Basically, they're too preoccupied with whether they could, and not thinking
about whether they should.

------
needlesurgeon
As a clinician, this news is extraordinarily exciting. Here's why.

A brain computer interface is something that records neural activity in a
person, and then decodes that neural activity to allow them to control objects
in their environment. When we think about sources of neural information, it's
useful to divide them into non-invasive (EEG, fMRI, MEG, NIRS) technology, and
to invasive technology (intracortical electrodes, SEEG, ECoG) systems.

Fundamentally, the DARPA grant is about acquiring new sources of neural
information. As the article points out, the latter category is happening
almost exclusively as people are hanging out in epilepsy monitoring units with
nothing better to do, or as part of early clinical trials looking at safety
profiles of implanted devices.

Simply speaking, the divide between invasive and non-invasive systems is about
the signal-to-noise ratio of neural information. The closer you get to single
neurons, the closer you get to the source of neural activity, the higher the
signal quality you get to decode with. Consider that EEG systems (the most
commonly used non-invasive methods) average neural activity over the range of
several 10^-3 to 10^-2 meters, through the attenuation of spinal fluid, dura
mater, skull, five scalp layers, and the electrode interface. Electrodes used
in modern intracortical BCI systems are 10^-5 meters in diameter.

To my mind, the DARPA announcement is extraordinary -- these technologies have
the possibility of upping the SNR for non-invasive methods, and acquiring
fundamentally different sources of neural activity.
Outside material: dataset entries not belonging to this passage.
PR #1163, opened 2026-09-15
fix(dashboard): make KPI sparklines non-interactive

jigjigjig:
## Description

Make the compact Overview graphs static: hovering no longer shows a blue dot, and pointer, touch, and keyboard input cannot interact with them. Their data, shape, color, dimensions, and accessible labels stay unchanged. The shared sparklines on Usage receive the same fix.

## How to test it locally

1. Build and open the dashboard with usage data.
2. Hover, click, and touch the Overview sparklines. They should remain visually unchanged with no active dot.
3. Tab through the page. The sparklines should not receive focus. Repeat on Usage's compact graphs.

Passed locally: `make lint`, dashboard Biome check, `tsc -b --noEmit`, and all 6,406 Vitest tests across 185 files. Dashboard tools ran through their installed binaries because pnpm's version switch could not reach the registry.

## PR Type

- [x] Bug Fix

## Relevant issues

User-reported Overview hover behavior; no linked issue.

## Checklist

Frontend-only change; backend typecheck/tests are not applicable. No documentation or API artifacts changed.

## AI Usage

- [ ] No AI was used.

## Summary

Dashboard KPI sparklines in Overview and Usage are now static and non-interactive. Hover, pointer, touch, and keyboard input no longer activate the charts or show a blue dot. Data, appearance, dimensions, and accessible labels remain unchanged.

## Technical notes

- Disabled pointer interaction and Recharts accessibility input.
- Removed the active hover dot.
- Added tests for non-interactive behavior and accessibility attributes.

## Validation

- Linting, Biome, and TypeScript checks passed.
- 6,406 Vitest tests passed across 185 files.


web/src/design-system/metrics/charts.test.tsx
```diff
@@ -123,6 +123,11 @@ describe("Sparkline", () => {
 
     expect(screen.getByRole("img", { name: "Spend trend" })).toBeInTheDocument()
     expect(container.querySelector(".recharts-line")).not.toBeNull()
+    expect(screen.getByRole("img", { name: "Spend trend" })).toHaveClass(
+      "pointer-events-none",
+    )
+    expect(container.querySelector("svg")).toHaveAttribute("tabindex", "-1")
+    expect(screen.queryByRole("application")).not.toBeInTheDocument()
   })
 })
```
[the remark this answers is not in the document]
jigjigjig: Added a mouse-move assertion with measured chart bounds. Verified it fails when activeDot={false} is removed and passes with the fix restored.

web/src/design-system/metrics/charts.tsx
```diff
@@ -381,14 +381,15 @@ export function Sparkline({
...
+    <div
+      role="img"
+      aria-label={ariaLabel}
+      className="pointer-events-none w-full"
+    >
       <ResponsiveContainer width="100%" height={height}>
         <LineChart
           data={data}
+          accessibilityLayer={false}
           tabIndex={-1}
```
khaledosman: This drops the comment that explained why `tabIndex={-1}` exists (recharts gives its `<svg>` `tabIndex={0}`, which put three empty focus stops on Overview) and adds a prop that supersedes it. `RootSurface.js:42-50` sets `tabIndex = hasAccessibilityLayer ? 0 : undefined` and `role = hasAccessibilityLayer ? 'application' : undefined` unless an explicit numeric `tabIndex` / string `role` is passed, so `accessibilityLayer={false}` already does this line's job. `activeDot={false}` on line 402 is similarly unreachable once pointer events are off and there is no keyboard activation.

That leaves three overlapping non-interaction props with nothing saying which one is load-bearing. Either drop `tabIndex={-1}` (along with the `tabindex` assertion at `charts.test.tsx:128`, which passes on main too and so guards nothing here), or keep it and restore a line of rationale. The docstring on line 370 already says "no ticks, no tooltip" and is the natural home for it.

Worth recording there that switching the accessibility layer off is deliberate and not an a11y regression: the file header already states that the surrounding tables and captions are the accessible source of truth. Without that note, the next reader is fairly likely to turn it back on.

Importantly, the methods
seem to have the ability to work at the bedside, without needing very large
and very expensive devices (e.g. fMRI, MEG).

Here are some reasons why this would be important:

1) Someone has been admitted to the intensive care unit, and needs a breathing
tube on a ventilator for life saving purposes. Some people in this situation
are awake and alert. Literature suggests that being intubated and awake is
incredibly scary, since you're aware but can't communicate. Having a non-
invasive beside method that could decode your thoughts would be a dramatic
increase to the person's quality of life, given their temporary stay. Note
that eye-trackers may not be feasible, given the amount of stuff in the ICU
room, the fact that they're lying down, etc.

2) If you ask people with locked in syndrome them about their priorities for
improving their quality of life, the biggest need is improving their ability
to communicate (as opposed to spelling boards, or looking up/down to
communicate). Note these people cannot use eye-trackers, due to their
neurologic condition.

3) Ongoing clinical trials have had volunteers undergo implantation of
electrodes into their brain. The devices implanted have been percutaneous
(i.e. had a portion go through their skin). These devices have allowed some
participants to feed themselves, either using muscle stimulation or through
robotic arm control. Not only would having a non-invasive method obviate the
need for a surgery, but having a method for "writing into" the brain would
provide closed-loop control of the arm/robotic limb they were controlling,
putatively increasing the quality of control.

------
return1
These are all interesting approaches. I m surprised there is nothing related
to optogenetics, but i guess that is considered too invasive. In reality once
we are inside the brain it might prove to be easier to deliver signals,
because our brains can learn to "read" a specific sense. This is essentially
about creating a sixth sense to humans which can deliver information in new
forms to the brain.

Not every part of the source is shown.